Postdoctoral Researcher

Locations

  • Mellowes Center for Genomic Sciences and Precision Medicine

Contact Information

Biography

Dr. Neshatul Haque is a computational structural biologist and postdoctoral researcher in the Mellowes Center for Genomic Sciences & Precision Medicine at the Medical College of Wisconsin. With deep expertise in molecular biology and protein biophysics, his research focuses on the principles of molecular recognition, structural stability, and physicochemical interactions that govern protein complexes.

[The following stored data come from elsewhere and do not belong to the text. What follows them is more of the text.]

PR #2435, opened 2026-07-07
docs(tasks): document create_intent ownership metadata

roian6:
## Summary

- Document `create_intent` in the `/spec-kitty.tasks` ownership metadata guidance for the canonical tasks prompt and the tracked project mission override.
- Explain that `create_intent` is for planned-new repo-root-relative literal paths whose `owned_files` entry may otherwise zero-match during finalize-tasks validation.
- Explicitly tell agents to keep a single `create_intent` key and replace an existing `create_intent: []` stub instead of adding a duplicate block.
- Add regression coverage for the ownership metadata contract and update the rendered slash-command / command-skill snapshots.

## Validation

- `uv run --extra test pytest tests/prompts/test_tasks_prompt_ownership_metadata.py tests/prompts/test_prompt_fragment_rendering.py tests/specify_cli/regression/test_twelve_agent_parity.py::test_command_output_unchanged tests/specify_cli/regression/test_twelve_agent_parity.py::test_toml_command_output_is_parseable tests/specify_cli/skills/test_command_renderer.py::test_snapshot -q -k 'tasks or prompt_fragment or ownership_metadata'`
  - `85 passed, 128 deselected`
- `git diff --check` — PASS
- Added-line secret heuristic — no hits
- Foreground independent review via `codex exec` — PASS; no security or logic blockers
- Pre-PR live duplicate check — issue still open/unassigned, no claim comments, no timeline PR refs, no semantic open-PR hits, and no exact open-PR file collisions

## Notes

Refs #2249.

This PR updates prompt/generated-command guidance only; it does not change parser behavior.

---
Closes #2249 — documents the previously-undocumented `create_intent` key and the empty-stub duplicate-key foot-gun this PR resolves.

PR #2490, opened 2026-07-08
docs(tasks): document create_intent ownership metadata + guard against orphan agent baselines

He investigates how these finely tuned balances are altered by mutations, leading to dysfunction in disorders such as chromatinopathies, BAFopathies, rasopathies, and other rare genetic diseases. By integrating molecular modeling, large-scale molecular dynamics simulations, and machine learning with biophysical insight, Dr. Haque aims to move beyond sequence-based variant interpretation. His work leverages structural and dynamic signatures to predict functional consequences of genetic variation, providing a mechanistic framework for understanding disease at the molecular level. He earned his Ph.D. in Biotechnology from the University of Hyderabad, India, and has authored more than 25 peer-reviewed publications in journals including The American Journal of Human Genetics, iScience, and Frontiers in Genetics. He also serves as a reviewer for leading journals in computational and structural biology and has been recognized with honors such as the DST-SERB N-PDF Fellowship and the Amna-Nabi Young Scientist Award.

Research Interests

My research interests lie in understanding the principles of molecular recognition and structural stability that govern protein complexes in both healthy and diseased states. I investigate how mutations disrupt protein dynamics, physicochemical interactions, and conformational balance, leading to functional impairment and disease. To address these questions, I employ integrative modeling and molecular dynamics simulations to capture biomolecular mechanisms at atomic resolution, complemented by machine learning and structural feature engineering for predictive variant interpretation. By combining these approaches, I aim to move beyond sequence-level analysis and establish structure- and dynamics-based frameworks that connect genetic variation to functional outcomes. Ultimately, I seek to integrate high-resolution structural insights with systems-level biology to advance our understanding of chromatinopathies, BAFopathies, rasopathies, and other rare genetic disorders.